Beneath this line is the data. Output exactly the lines from the line with "Fix weights to" to the line with "LGTM, I checked it on my local workstation.", both ends included, and nothing more.

Data extracted from a collection
##############################

PR #687, opened 2022-06-27
Fix weights to fix CI on `main`

maltekliemann:
c0f268c failed due to an outdated CI run of #672, which led us to overlook that merging #672 would cause CI to fail on `main` due to a test introduced in #684.

This PR fixed that test.


Chralt98 (approved):
LGTM, I checked it on my local workstation.

PR #693, opened 2022-06-29
Move unreserve `ValidityBond` in `on_resolution` after market state check

Chralt98:
I found it strange, that the `MarketStatus` was checked for reports, but not for the disputes [here](https://github.com/zeitgeistpm/zeitgeist/blob/b70a5c4517dea683ee1018aebcf73fc796937870/zrml/prediction-markets/src/lib.rs#L1997-L2008). I had the fear, that multiple `ValidityBonds` of Alice could have been unreserved [here](https://github.com/zeitgeistpm/zeitgeist/blob/b70a5c4517dea683ee1018aebcf73fc796937870/zrml/prediction-markets/src/lib.rs#L1621-L1627). I made the test and realised, that the `MarketIdsPerDisputeBlock` removed all old disputes for one market id [here](https://github.com/zeitgeistpm/zeitgeist/blob/b70a5c4517dea683ee1018aebcf73fc796937870/zrml/prediction-markets/src/lib.rs#L369) (good job @maltekliemann). That's why the test I made didn't fail. But just in case for future modifications, I like the test and a additional market state check before calling `on_resolution`.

##############################

- [Response to the task]:
Fix weights to fix CI on `main`

maltekliemann:
c0f268c failed due to an outdated CI run of #672, which led us to overlook that merging #672 would cause CI to fail on `main` due to a test introduced in #684.

This PR fixed that test.


Chralt98 (approved):
LGTM, I checked it on my local workstation.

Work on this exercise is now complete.